» **Exercise description**
Among the entries, how many lines carry the string "like"? Give the number and nothing else.

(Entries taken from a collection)
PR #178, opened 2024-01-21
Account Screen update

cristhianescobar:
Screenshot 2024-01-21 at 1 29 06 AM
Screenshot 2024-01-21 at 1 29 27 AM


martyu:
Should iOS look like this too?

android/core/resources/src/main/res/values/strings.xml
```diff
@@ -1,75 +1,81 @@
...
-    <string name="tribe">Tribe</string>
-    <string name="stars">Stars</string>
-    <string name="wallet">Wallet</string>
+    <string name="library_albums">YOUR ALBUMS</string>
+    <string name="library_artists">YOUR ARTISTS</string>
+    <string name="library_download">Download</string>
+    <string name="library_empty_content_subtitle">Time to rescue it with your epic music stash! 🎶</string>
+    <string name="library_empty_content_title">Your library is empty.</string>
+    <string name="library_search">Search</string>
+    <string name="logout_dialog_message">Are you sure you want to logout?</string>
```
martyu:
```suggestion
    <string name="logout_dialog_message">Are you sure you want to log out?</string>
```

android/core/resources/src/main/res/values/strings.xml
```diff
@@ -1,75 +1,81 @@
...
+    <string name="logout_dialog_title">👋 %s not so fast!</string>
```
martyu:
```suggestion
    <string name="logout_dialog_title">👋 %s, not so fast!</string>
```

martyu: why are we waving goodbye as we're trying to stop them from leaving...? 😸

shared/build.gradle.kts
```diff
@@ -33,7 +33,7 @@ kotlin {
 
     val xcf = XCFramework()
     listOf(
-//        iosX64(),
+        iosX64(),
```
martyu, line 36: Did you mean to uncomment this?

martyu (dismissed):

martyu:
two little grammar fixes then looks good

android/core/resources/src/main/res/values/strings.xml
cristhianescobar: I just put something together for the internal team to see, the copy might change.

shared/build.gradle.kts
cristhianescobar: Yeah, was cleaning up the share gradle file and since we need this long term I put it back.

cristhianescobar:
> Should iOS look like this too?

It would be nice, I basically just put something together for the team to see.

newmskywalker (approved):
==
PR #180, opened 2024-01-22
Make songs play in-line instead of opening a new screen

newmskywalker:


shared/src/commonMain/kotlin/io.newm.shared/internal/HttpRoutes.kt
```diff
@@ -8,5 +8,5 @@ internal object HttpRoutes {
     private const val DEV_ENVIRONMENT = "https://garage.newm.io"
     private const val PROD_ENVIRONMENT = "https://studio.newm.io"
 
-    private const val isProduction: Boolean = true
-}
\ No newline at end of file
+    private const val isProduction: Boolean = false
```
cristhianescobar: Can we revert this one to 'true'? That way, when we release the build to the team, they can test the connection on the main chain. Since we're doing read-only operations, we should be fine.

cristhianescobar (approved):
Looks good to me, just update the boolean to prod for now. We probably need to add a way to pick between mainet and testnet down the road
...
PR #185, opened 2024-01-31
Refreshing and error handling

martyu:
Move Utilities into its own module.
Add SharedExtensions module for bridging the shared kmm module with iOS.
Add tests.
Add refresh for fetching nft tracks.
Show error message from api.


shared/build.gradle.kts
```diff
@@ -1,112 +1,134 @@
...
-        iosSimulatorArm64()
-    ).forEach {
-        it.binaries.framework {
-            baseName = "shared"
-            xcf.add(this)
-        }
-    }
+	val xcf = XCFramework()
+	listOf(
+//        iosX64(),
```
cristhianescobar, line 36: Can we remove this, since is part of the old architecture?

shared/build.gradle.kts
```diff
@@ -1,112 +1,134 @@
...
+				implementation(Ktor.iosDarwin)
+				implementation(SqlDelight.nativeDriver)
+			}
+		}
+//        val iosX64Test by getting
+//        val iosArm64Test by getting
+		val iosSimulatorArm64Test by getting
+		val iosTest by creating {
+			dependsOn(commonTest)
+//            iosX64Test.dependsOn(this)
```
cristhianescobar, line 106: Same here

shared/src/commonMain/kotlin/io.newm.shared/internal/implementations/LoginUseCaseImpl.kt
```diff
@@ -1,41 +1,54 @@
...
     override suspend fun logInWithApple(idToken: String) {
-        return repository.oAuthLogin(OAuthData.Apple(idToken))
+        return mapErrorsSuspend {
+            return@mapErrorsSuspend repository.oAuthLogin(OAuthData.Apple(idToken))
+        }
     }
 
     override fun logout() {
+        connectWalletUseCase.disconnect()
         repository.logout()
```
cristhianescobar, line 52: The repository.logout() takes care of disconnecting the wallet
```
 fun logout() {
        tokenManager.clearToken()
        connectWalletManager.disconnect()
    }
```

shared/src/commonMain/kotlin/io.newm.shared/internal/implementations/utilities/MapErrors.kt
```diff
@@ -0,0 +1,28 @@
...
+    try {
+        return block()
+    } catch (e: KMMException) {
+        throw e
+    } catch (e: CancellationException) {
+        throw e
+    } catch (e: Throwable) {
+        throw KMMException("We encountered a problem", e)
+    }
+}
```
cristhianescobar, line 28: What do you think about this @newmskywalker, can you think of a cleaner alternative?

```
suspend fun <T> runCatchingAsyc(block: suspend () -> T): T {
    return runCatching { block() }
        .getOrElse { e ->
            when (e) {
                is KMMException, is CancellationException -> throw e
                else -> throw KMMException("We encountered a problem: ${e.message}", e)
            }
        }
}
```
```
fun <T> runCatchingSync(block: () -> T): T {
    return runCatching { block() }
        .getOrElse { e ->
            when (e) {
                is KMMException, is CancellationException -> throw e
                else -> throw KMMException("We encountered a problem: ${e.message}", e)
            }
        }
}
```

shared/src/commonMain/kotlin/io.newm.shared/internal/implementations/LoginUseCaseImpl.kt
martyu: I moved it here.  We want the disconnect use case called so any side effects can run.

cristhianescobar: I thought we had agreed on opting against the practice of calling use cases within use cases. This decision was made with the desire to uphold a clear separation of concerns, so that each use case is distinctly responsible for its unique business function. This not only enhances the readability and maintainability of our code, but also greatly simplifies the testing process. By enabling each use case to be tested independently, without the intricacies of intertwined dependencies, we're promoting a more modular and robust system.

» **Result of this exercise**
2